Living in a bunch of countries in your formative years gets under your skin. It’s not just about traveling, it’s also about immersion, voluntary or not. It’s knowing the capitals of the world at a young age because your dad would come home every once in a while and suggest moving to, I don’t know, Bamako and damned if you were gonna ask where that was. It’s recognizing a last name’s ethnic origin because your school friends come from all kinds of countries, and most hold more than one passport too and if you’re curious at all, you look up those countries’ traditions and histories, to understand better how the world, global society, has coalesced into what it is. It means you don’t – and never will- have a home. So you know how to set up shop from a few key items from a suitcase. When disasters hit and victims feel bad about losing heirlooms, I want to tell them what my parents told me with every move – it’s ok, it’s just stuff. It’s being weird about the term cultural appropriation* because, I own all the cultures – we all do, it’s our human right!  Third culture confers many idiosyncrasies that I should really gather together in a list, but one of them is rooting for the underdog, always, because I have seen, many of my peers have seen, the buffet of inequality displayed before us in ways that cannot be explained, or justified, or accepted. So for instance, the teams I root for in the World Cup depend on their country’s position of relative privilege to their opponent, not my personal link to them. France vs Germany? France. France vs Italy? Italy. Italy vs Cameroun? Cameroun. Totally. Transitive. 

Some third culture kids I know have spurned their mixed up upbringing, choosing one culture to adhere to, strictly. I understand. It is exhausting to: explain yourself; move; and most of all, be lonely. I envied the clubs in college based on some ethnicity or other, I did. I mean, am I even Arab? Not culturally, for obvious reasons. Genetically, tenuous. I guess linguistically. Point is I have considered picking a culture and sticking to it but it would entail living a lie. Like cheating on your taxes to pay more tax (billionaires: please do). More third culture kids I know have continued their parents’ legacy, hopping around the world, or settling in very international cities. I am not certain their destiny was intentional. It’s just where they ended up, as a consequence of their upbringing.

A note on “I’m a world citizen” declarations. If you started traveling as an adult, found you like it and as a consequence claim world citizenship, please own it. Vote for the global population’s good. Reconsider flaming injustices, such as borders and shitty passports. In other words, don’t be a poseur: take on the responsibility of being a “World Citizen”.

A second more sobering note on third culture: its disadvantages notwithstanding, third culture arises from mobility, and therefore a modicum of economic privilege. It’s easy to claim World Citizenship when you have money. And if there was a solid lesson for me in the third culture gumbo I grew up in, it’s that money makes up for other social advantages one might bear, such as race.

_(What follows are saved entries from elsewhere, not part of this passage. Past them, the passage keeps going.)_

PR #278, opened 2020-07-16
Channel timeout

dryajov:
add channel activity timeout

### DIFF
--- a/libp2p/muxers/mplex/lpchannel.nim
+++ b/libp2p/muxers/mplex/lpchannel.nim
@@ -274,11 +274,12 @@ proc init*(
     name: name,
     conn: conn,
     initiator: initiator,
+    isLazy: lazy,
+    timeout: timeout,
     msgCode: if initiator: MessageType.MsgOut else: MessageType.MsgIn,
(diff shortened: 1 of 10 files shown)


libp2p/muxers/mplex/lpchannel.nim
```diff
@@ -263,3 +212,105 @@ method close*(s: LPChannel) {.async, gcsafe.} =
...
+  ##
+  ## if the timeout was hit, it means that
+  ## neither incoming nor outgoing activity
+  ## has been detected and the channel will
+  ## be reset
+  ##
+
+  try:
+    while true:
+      await sleepAsync(s.timeout)
```
sinkingsugar, line 227: This future should be started to allow cancellation.

I did something similar for gossip 1.1 (wip)

https://github.com/status-im/nim-libp2p/blob/gossip-one-one/libp2p/switch.nim#L576

dryajov: This is a tricky one because there is no one place to await for the timer task to finish, but we can and should cancel the timer itself. The problem with awaiting, is that the shutdown/close flow is not a single step but at least two in most cases. I need to think a little bit more about this.

PR #279, opened 2020-07-17
Connections and pubsub peers cleanup

dryajov:


libp2p/protocols/pubsub/pubsub.nim
```diff
@@ -87,11 +105,14 @@ proc sendSubs*(p: PubSub,
 
     await peer.sendSubOpts(topics, subscribe)
   except CancelledError as exc:
-    p.handleDisconnect(peer)
+    if not(isNil(peer)) and not(isNil(peer.conn)):
```
sinkingsugar, line 108: if peer is `nil` something is broken tho isn't it? Thought we fixed those issues

libp2p/protocols/pubsub/pubsub.nim
```diff
@@ -266,6 +303,18 @@ proc sendHelper*(p: PubSub,
 
   return (published, failed)
 
+proc sendAndCleanup*(p: PubSub,
```
sinkingsugar, line 306: the name kind mislead me.. it gave me the illusion that the peer would be cleaned up all the time , maybe no need to mention the cleanup part.. dunno just sharing my feeling 😄

libp2p/protocols/pubsub/pubsub.nim
dryajov: this is just a bit of defencive programming here.

libp2p/protocols/pubsub/pubsub.nim
```diff
@@ -183,11 +219,9 @@ method unsubscribePeer*(p: PubSub, peerInfo: PeerInfo) {.base, async.} =
     let peer = p.peers[peerInfo.id]
 
     trace "unsubscribing from peer", peerId = $peerInfo
-    if not(isNil(peer.conn)):
+    if not(isNil(peer)) and not(isNil(peer.conn)):
```
dryajov, line 222: here however, as opposed to https://github.com/status-im/nim-libp2p/pull/279/files/378544033e73472db4761c527c4ba7bf7a5a0e0f#r456219385, can happen that the peer or connection are simply nil on arrival, which whould indicate an issue upstream, or the peer simply disconnected in the process of trying to establish a pubsub connection.

libp2p/protocols/pubsub/pubsub.nim
dryajov: hmm maybe something like `publishAndDisconnect`, I wan't to make it explicit that this helper will cleanup failed peers/streams.

PR #283, opened 2020-07-21
Handle cancellation in timeoutMonitor

sinkingsugar:
Solves some possible confusion when debugging/tracing

### DIFF
--- a/libp2p/muxers/mplex/lpchannel.nim
+++ b/libp2p/muxers/mplex/lpchannel.nim
@@ -57,7 +57,6 @@ type
     msgCode*: MessageType         # cached in/out message code
     closeCode*: MessageType       # cached in/out close code
     resetCode*: MessageType       # cached in/out reset code
-    timerFut: Future[void]        # the current timer instanse
     timerTaskFut: Future[void]    # the current timer instanse
 
 proc open*(s: LPChannel) {.async, gcsafe.}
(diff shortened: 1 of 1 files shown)


sinkingsugar:
@cheatfate looks good now?

libp2p/muxers/mplex/lpchannel.nim
```diff
@@ -82,11 +81,8 @@ template withEOFExceptions(body: untyped): untyped =
 
 proc cleanupTimer(s: LPChannel) {.async.} =
   ## cleanup timers
-  ##
-  if not(isNil(s.timerFut)) and
-    not(s.timerFut.finished):
-    s.timerFut.cancel()
-    await s.timerTaskFut
+  if not s.timerTaskFut.finished:
```
dryajov, line 84: can we add a test for this, since it appears to be non trivial?

cheatfate: This is protection for double close which happens pretty often inside of `nim-libp2p`. `cleanupTimer()` procedure gets called from 3 different places.

For example `timeoutMonitor()` calls `reset()` which calls `cleanupTimer()`. Also somebody else could call `reset` or `close` procedures which will call `cleanupTimer()`. So this check for `timerTaskFut.finished()` only preserve you from seeing double completion Future[T] defect.

dryajov: ok, we can merge this and add the test later, this seems to be pretty straight forward after all.

PR #291, opened 2020-07-25
Audit multistream fixes

sinkingsugar:


sinkingsugar:
Ideally a state machine would be used but would complicate things a lot.
MS select on the other hand has only 2 states basically so this PR proposed changes might be ok while keeping things simple.

That was my rationale, actually I tried implementing the SM too but really was overkill, hope you agree with this vision @dryajov

PR #295, opened 2020-07-27
pubsub timeouts tuning 

dryajov:
- delayed sending in pubsub
- fine grained timeouts in pubsub
- use `atEof()` instead of `closed()` for reads

PR #303, opened 2020-08-02
misc cleanups

arnetheduck:


arnetheduck:
collected from #295 and other branches

PR #305, opened 2020-08-03
Use constant-time hex encoding/decoding procedures explicitly.

cheatfate:
Fixes https://github.com/status-im/nim-libp2p/issues/300

### DIFF
--- a/libp2p/crypto/crypto.nim
+++ b/libp2p/crypto/crypto.nim
@@ -70,13 +70,14 @@ when supported(PKScheme.Secp256k1):
 
 import ecnist, bearssl
 import ../protobuf/minprotobuf, ../vbuffer, ../multihash, ../multicodec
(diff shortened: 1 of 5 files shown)


libp2p/crypto/crypto.nim
```diff
@@ -70,13 +70,14 @@ when supported(PKScheme.Secp256k1):
 
 import ecnist, bearssl
 import ../protobuf/minprotobuf, ../vbuffer, ../multihash, ../multicodec
-import nimcrypto/[rijndael, twofish, sha2, hash, hmac, utils]
+import nimcrypto/[rijndael, twofish, sha2, hash, hmac]
+import nimcrypto/utils as ncrutils
```
arnetheduck, line 74: let's put a comment here that we use ncrutils because it is constant time (else it's easy to forget and switch to byteutils)

cheatfate: done

PR #307, opened 2020-08-03
Moving idle timeout to Connection to enable across all connection streams

dryajov:


arnetheduck:
the alternative here would be to handle timeouts from the switch - ie it has a registry of all connections so it could iterate over them every second or whatever - then each connection would have a timestamp of the last activity and that would be it. This way, we avoid creating a separate timer for every connection that takes up resources.

dryajov:
> the alternative here would be to handle timeouts from the switch - ie it has a registry of all connections so it could iterate over them every second or whatever - then each connection would have a timestamp of the last activity and that would be it. This way, we avoid creating a separate timer for every connection that takes up resources.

Claiming third culture status is often met with envy. It’s true, it’s wonderful, liberating even, to have a chakchouka*-like quality to your identity, but it’s not something earned. While I appreciate (mostly) being third culture,  I’m not proud. The coolest thing about being third culture is simply the undeniable understanding that ethnic, national and cultural identities are unnecessary and mostly ridiculous. And there, yes, there I afford myself the tiniest smidgen of knowledge smugness over the majority.

 

My homes, love them all

 

*Chakchouka (شكشوكة‎,) is Tunisian, with its etymology rooted in Berber. It is not Middle-Eastern (Tunisia being in Africa). If you find it in the Middle-East, it was imported from Tunisia. Why do I insist on this specification? Because Tunisia is a small, struggling, low-key country. It had its heyday but it is certainly an underdog on the world-stage. So please don’t take its successes away from it and do assign credit where it’s due. Let Tunisia keep Chakchouka!!!